The small increase in the CRP level during initiation of IVF did not correlate with estrogens levels (data not shown), supporting previous studies [37, 38] concluding that estradiol does not correlate with CRP levels. Hepcidin expression is increased in inflammatory states. In our study there was a small but significant increase of CRP during estradiol suppression but no significant increase of ferritin or significant decrease of transferring during stimulation. This supports the concept that estradiol per se, and not reduced inflammatory activity, decreased hepcidin levels.

We have previously shown that daily administration of supraphysiological doses of GH to healthy volunteers for 3 weeks caused a sustained and significant suppression of hepcidin-25 concentrations [10]. In this situation, there is probably stimulation of erythropoesis [39]. However, in the GH-deficient patients reported here, who were treated to normalization of their initially low IGF-I levels, no significant effect on hepcidin-25 was seen. The fact that their initially normal ferritin levels were unchanged also argues against an important physiological role of GH in the regulation of hepcidin-25 in humans. The observed increase in hepcidin-25 following supraphysiological doses of GH [10] may instead reflect an acute-phase response, similar to the induction of circulating FGF21 that is observed at high doses but not following sustained substitution in GH-deficient patients [25].

In the present work, ferritin levels were increased, and transferrin levels decreased, in the hyperthyroid state, without significant changes in hepcidin-25 or iron. This indicates that thyroid hormone does not primarily influence the hepatic production of hepcidin-25. We also explored whether there was any major influence of excess prolactin on hepcidin-25, but were not able to find any substantial change when this was normalized.

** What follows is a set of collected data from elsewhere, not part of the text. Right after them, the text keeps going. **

PR #179, opened 2019-12-30
BLUEBUTTON-1516: Fixup mbiHash columns

RickHawesUSDS:
**Why**
As part of the MBI support work, fill in the mbiHash columns of the database after the mbiHash fields have been added to the database. The mbiHash columns are needed for efficient hashed MBI lookups.  

**What Changed**

A new `RifLoaderIdleTasks` class contains all the logic of this change. The new class is a helper class for the `RifLoader`. The class contains a `doIdleTask` method that is called every time a `dataNotAvailable` event occurs. Rather than running on a background thread, the idle task only runs when there are no RIF files to be processed. The intent is not to interfere with the processing of RIF files. 

This work builds on @ronaldheft-usds PR. 

**Alternatives Considered**
Discussed two alternatives:

1. A special tool that would generate RIF files that would update the beneficiary records
2. A special tool that would update columns directly

The chosen had the advantage of being fast, simple and not interfering with RIF. 

The number of threads to use for the fixups are variable. On my local laptop with 30000 fixups, I find that the fixup process is basically DB limited past 2 threads. I eventually settled on 5 threads for the fixup process. 

- 1 Thread: 33 seconds
- 2 Threads 19 seconds
- 5 Threads: 19 seconds
- 10 Threads: 19 seconds
- 20 Threads: 19 seconds

**Testing Done**
Local laptop only. Avoided deploying to test because I didn't want to waste that fixup opportunity until the code review was done.


apps/bfd-pipeline/bfd-pipeline-rif-load/src/main/java/gov/cms/bfd/pipeline/rif/load/RifLoaderIdleTasks.java
```diff
@@ -0,0 +1,289 @@
...
+        throw new RuntimeException("Unexcpected idle task");
+    }
+  }
+
+  /**
+   * Run this task as the first idle task.
+   *
+   * @return true if done with this task.
+   */
+  public boolean doInitialTask() {
```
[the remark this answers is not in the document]
RickHawesUSDS: Good points. The code makes these assumptions. Let me think about alternatives that a little more robust.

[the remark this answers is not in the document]
RickHawesUSDS: Look at it now. Removed the counter.

apps/bfd-pipeline/bfd-pipeline-rif-load/src/main/java/gov/cms/bfd/pipeline/rif/load/RifLoaderIdleTasks.java
```diff
@@ -0,0 +1,327 @@
...
+  /**
+   * Run this task after the initial task. Respect the TASK_TIME_LIMIT.
+   *
+   * @return true if done with the current task.
+   */
+  public boolean doPostStartupTask() {
+    final Instant startTime = Instant.now();
+
+    // Execute batches in parallel
+    for (int i = 0; i < THREAD_COUNT; i++) {
```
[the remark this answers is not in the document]
RickHawesUSDS: That was the intent, but it didn't work like that. I tried a few alternatives. The code that ran the fastest on my laptop, didn't have threading. 

Look at the new code again, please.

apps/bfd-pipeline/bfd-pipeline-rif-load/src/main/java/gov/cms/bfd/pipeline/rif/load/RifLoaderIdleTasks.java
```diff
@@ -0,0 +1,355 @@
...
+  public Task getCurrentTask() {
+    return currentTask;
+  }
+
+  /**
+   * Run the current idle task. This method is expected to be called whenever no RIF files are
+   * present for process. It will respect the TASK_TIME_LIMIT to allow checking of RIF files and to
+   * not interfer with RIF file processing.
+   */
+  public void doIdleTask() {
```
whytheplatypus: Suggest renaming to `doCurrentTask()` or something similar that better describes the action being taken.

apps/bfd-pipeline/bfd-pipeline-rif-load/src/main/java/gov/cms/bfd/pipeline/rif/load/RifLoaderIdleTasks.java
```diff
@@ -0,0 +1,355 @@
...
+  /** JPQL query for a count */
+  private static final String COUNT_UNHASHED_HISTORIES =
+      "select count(b) from BeneficiaryHistory b "
+          + "where b.mbiHash is null and b.medicareBeneficiaryId is not null and "
+          + "b.medicareBeneficiaryId is not empty";
+
+  private static final Logger LOGGER = LoggerFactory.getLogger(RifLoaderIdleTasks.class);
+
+  /** Enum to tell what the current task is being executed. */
+  public enum Task {
```
whytheplatypus: As an alternative have `Task` represent an interface that has a function `do` or something similar. The function `getCurrentTask` would then be able to return a class the implements the `Task` interface and `doCurrentTask` can simply call the `do` function of whatever `getCurrentTask` returns.

apps/bfd-pipeline/bfd-pipeline-rif-load/src/main/java/gov/cms/bfd/pipeline/rif/load/RifLoaderIdleTasks.java
```diff
@@ -0,0 +1,355 @@
...
+   *
+   * @return true if done with the current task.
+   */
+  public boolean doPostStartupTask() {
+    final Instant startTime = Instant.now();
+    LOGGER.debug("Started a PostStartup time slice");
+
+    // Execute batches in parallel
+    List<Future<Boolean>> tasks = new ArrayList<Future<Boolean>>();
+    tasks.add(executorService.submit(() -> doTransaction(startTime, this::fixupBeneficiaryBatch)));
```
whytheplatypus: Possibly change this `tasks` variable to something like `jobs`, I found it a bit confusing differententiating between these `tasks` and tasks like `doPostStartupTask`. Particularly in the `waitUntilDone` function.

apps/bfd-pipeline/bfd-pipeline-rif-load/src/main/java/gov/cms/bfd/pipeline/rif/load/RifLoaderIdleTasks.java
```diff
@@ -0,0 +1,355 @@
...
+            .setFetchSize(BATCH_COUNT)
+            .scroll(ScrollMode.SCROLL_INSENSITIVE)) {
+      int count = 0;
+      while (inPeriod(startTime, TASK_TIME_LIMIT) && itemCursor.next()) {
+        final Beneficiary beneficiary = (Beneficiary) itemCursor.get(0);
+        beneficiary
+            .getMedicareBeneficiaryId()
+            .ifPresent(
+                mbi -> {
+                  if (mbi.isEmpty()) return;
```
whytheplatypus: What is the case where the MBI would be empty? Is there anything that should or can be done in that case?

apps/bfd-pipeline/bfd-pipeline-rif-load/src/main/java/gov/cms/bfd/pipeline/rif/load/RifLoaderIdleTasks.java
```diff
@@ -0,0 +1,355 @@
...
+                  final String mbiHash =
+                      "xxx"; // RifLoader.computeMbiHash(options, secretKeyFactory, mbi);
+                  beneficiary.setMbiHash(Optional.of(mbiHash));
+                });
+        isDone = itemCursor.isLast();
```
whytheplatypus: it looks like this could be pulled out of the while loop

apps/bfd-pipeline/bfd-pipeline-rif-load/src/main/java/gov/cms/bfd/pipeline/rif/load/RifLoaderIdleTasks.java
```diff
@@ -0,0 +1,355 @@
...
+      while (inPeriod(startTime, TASK_TIME_LIMIT) && itemCursor.next()) {
+        final BeneficiaryHistory beneficiary = (BeneficiaryHistory) itemCursor.get(0);
+        beneficiary
+            .getMedicareBeneficiaryId()
+            .ifPresent(
+                mbi -> {
+                  if (mbi.isEmpty()) return;
+                  final String mbiHash =
+                      "xxx"; // RifLoader.computeMbiHash(options, secretKeyFactory, mbi);
+                  beneficiary.setMbiHash(Optional.of(mbiHash));
```
whytheplatypus: There may be some amount of this logic that can be shared between the methods updating the beneficiary and beneficiaryHistory records.

apps/bfd-pipeline/bfd-pipeline-rif-load/src/main/java/gov/cms/bfd/pipeline/rif/load/RifLoaderIdleTasks.java
```diff
@@ -0,0 +1,355 @@
...
+
+  /**
+   * Any time left in this time slice?
+   *
+   * @param start of the period
+   * @param period duration
+   * @return true iff current period is less than the passed in period duration;
+   */
+  public static boolean inPeriod(final Instant start, final Duration period) {
+    return Duration.between(start, Instant.now()).compareTo(period) <= 0;
```
whytheplatypus: I think this function would return `true` if `start` was after `now()`

apps/bfd-pipeline/bfd-pipeline-rif-load/src/main/java/gov/cms/bfd/pipeline/rif/load/RifLoaderIdleTasks.java
```diff
@@ -0,0 +1,355 @@
...
+      int count = 0;
+      while (inPeriod(startTime, TASK_TIME_LIMIT) && itemCursor.next()) {
+        final Beneficiary beneficiary = (Beneficiary) itemCursor.get(0);
+        beneficiary
+            .getMedicareBeneficiaryId()
+            .ifPresent(
+                mbi -> {
+                  if (mbi.isEmpty()) return;
+                  final String mbiHash =
+                      "xxx"; // RifLoader.computeMbiHash(options, secretKeyFactory, mbi);
```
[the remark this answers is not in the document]
RickHawesUSDS: Yikes. I checked in an experiment.

apps/bfd-pipeline/bfd-pipeline-rif-load/src/main/java/gov/cms/bfd/pipeline/rif/load/RifLoaderIdleTasks.java
```diff
@@ -0,0 +1,355 @@
...
+   * @return true if done with all fixups
+   */
+  public Boolean fixupHistoryBatch(final EntityManager em, final Instant startTime) {
+    LOGGER.debug("Start fixing up a History batch");
+    boolean isDone = true;
+    try (ScrollableResults itemCursor =
+        em.unwrap(Session.class)
+            .createQuery(SELECT_UNHASHED_HISTORIES)
+            .setFetchSize(BATCH_COUNT)
+            .scroll(ScrollMode.FORWARD_ONLY)) {
```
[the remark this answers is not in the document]
RickHawesUSDS: Agreed.

apps/bfd-pipeline/bfd-pipeline-rif-load/src/main/java/gov/cms/bfd/pipeline/rif/load/RifLoaderIdleTasks.java
RickHawesUSDS: I don't think so.

apps/bfd-pipeline/bfd-pipeline-rif-load/src/main/java/gov/cms/bfd/pipeline/rif/load/RifLoaderIdleTasks.java
```diff
@@ -0,0 +1,355 @@
...
+
+  /**
+   * Fixup a batch of Beneficiaries. Update the beneficary metrics.
+   *
+   * @param em a {@link EntityManager} setup for a transaction
+   * @return true if done with all fixups
+   */
+  public Boolean fixupBeneficiaryBatch(final EntityManager em, final Instant startTime) {
+    LOGGER.debug("Start fixing up a Beneficiary batch");
+    boolean isDone = true;
```
whytheplatypus: should this default to false so it doesn't report done incorrectly?

apps/bfd-pipeline/bfd-pipeline-rif-load/src/main/java/gov/cms/bfd/pipeline/rif/load/RifLoaderIdleTasks.java
RickHawesUSDS: I understand the thinking behind this suggestion. Here's my thinking... ENUMs are good for representing and testing state. Of course, a class type can represent a state, but doing so would defeat some of the advantages of the interface abstraction. In addition, interfaces require new files in Java. Adding an interface file and the associated implementation files will take something that is fairly simple and splits it across many files. I don't think that is good for readability. If the code became more complex, the extra abstraction would pay off, of course.

apps/bfd-pipeline/bfd-pipeline-rif-load/src/main/java/gov/cms/bfd/pipeline/rif/load/RifLoaderIdleTasks.java
RickHawesUSDS: I'm not sure I follow. Let's talk.

apps/bfd-pipeline/bfd-pipeline-rif-load/src/main/java/gov/cms/bfd/pipeline/rif/load/RifLoaderIdleTasks.java
RickHawesUSDS: Good questions. The test isn't needed.

apps/bfd-pipeline/bfd-pipeline-rif-load/src/main/java/gov/cms/bfd/pipeline/rif/load/RifLoaderIdleTasks.java
RickHawesUSDS: Agree. Will fix the function for this case.

apps/bfd-pipeline/bfd-pipeline-rif-load/src/main/java/gov/cms/bfd/pipeline/rif/load/RifLoaderIdleTasks.java
RickHawesUSDS: I don't think so.. If the query returns an empty list, then the loop won't run. In this case, I think of the task as "done".

whytheplatypus: ok that makes sense.

Could it also return as "done" if the try block fails and it doesn't get set to false?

In conclusion, while testosterone per se [9, 11] has been shown to influence circulating hepcidin-25 levels in humans with suppressed gonadotropins, our current study is the first to show that estrogen can also directly affect hepcidin-25 levels. This mechanism may at least partly be responsible for the known effects of estrogens on iron homeostasis and erythropoiesis. Further studies should be performed in order to gain insight to the possible molecular mechanisms of these potentially important and different regulatory elements in hematological function.